Dual sourcing and flexi-designing
The key challenge in the firm-supplier relationship is a fine balance between proprietory technology (as a market dominating factor) and freedom to operate (as a risk mitigating factor). Clearly, if the supplier has a unique and differentiated position, the firm would benefit from having an exclusive access to the supplier technology. At the same time, such exclusive dependence could lead to high supplier power in terms of high price or controlled delivery while the firm could face risks associated with dependence on a sole supplier, including likely disruption in the case of force majeure conditions affecting the supplier. To be fair, the supplier is also subject to similar risks when the firm happens to be the sole buyer. While a strategic partnership between the firm and its vendor for strategic technologies and supplies is advisable to maximize the market opportunity in case of new proprietary developments, dual sourcing would always be an appropriate paradigm for a mutually beneficial and protective firm-supplier relationship.
Such an evolution of dual sourcing relationship would depend on flexi-designing being an integral component of product development philosophy of both the firm and the supplier. There are many industries which have not yet committed to the route of standardization of internal parts. Standardization does not imply dilution of
differentiation advantage. A supplier of headlamps may design his lamps to conform dimensionally to a standardized form factor, more particularly the fixing system, but could still achieve high ifferentiation in terms of lighting intensity, lighting angle, adjustments to ambient light, lamp life, cost level and so on. Industry level standards organizations can make a great deal of contribution to this effort. Certain industries such as electrical, electronics, nuclear and pharmaceutical industries are required to seek pre-registration of the products and the principal vendor supplied materials with industry level or governmental level regulatory agencies. Firms in such industries need to take more proactive steps to qualify alternate suppliers as part of the early product development and manufacturing processes. Flexi-designing and development help the firms to integrate alternate suppliers with low lead times for switching of components and supply sources in the event of exigencies.

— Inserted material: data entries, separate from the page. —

PR #647, opened 2022-01-04
Propagate bazel tags= in java_export sub-targets

dmivankov:
One use-case is using tags=["manual"] to exclude building of these targets by default.

### DIFF
--- a/private/rules/java_export.bzl
+++ b/private/rules/java_export.bzl
@@ -61,7 +61,7 @@ def java_export(
         and so may contain any valid parameter for that rule.
     """
 
-    tags = tags + ["maven_coordinates=%s" % maven_coordinates]
+    maven_coordinates_tags = ["maven_coordinates=%s" % maven_coordinates]
     lib_name = "%s-lib" % name
 
     javadocopts = kwargs.pop("javadocopts", [])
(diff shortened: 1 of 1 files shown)


private/rules/java_export.bzl
```diff
@@ -61,15 +61,14 @@ def java_export(
         and so may contain any valid parameter for that rule.
     """
 
-    tags = tags + ["maven_coordinates=%s" % maven_coordinates]
```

Supplier power as partnership synergy
The goals of the end-product manufacturers or the OEMs and their suppliers are, in matter of fact, aligned. Power dynamics between the firm and its suppliers need to be harnessed in a more positive manner than articulated in the Porter model by focusing on leveraging of mutual capabilities for market competitiveness. Technological strengths of suppliers and market understanding of the OEMs must be utilized to result in better performance of the total value chain. In the contemporary model of competitive strategy, the firm should respect the technological specialization of its suppliers while the suppliers should respect the pressures on the OEMs for higher performance at lower costs. Collaboratively aligned and working together, the firm and its suppliers would achieve a more competitive presence in the marketplace for mutual benefit.
Posted by Dr CB Rao on September 17, 2011.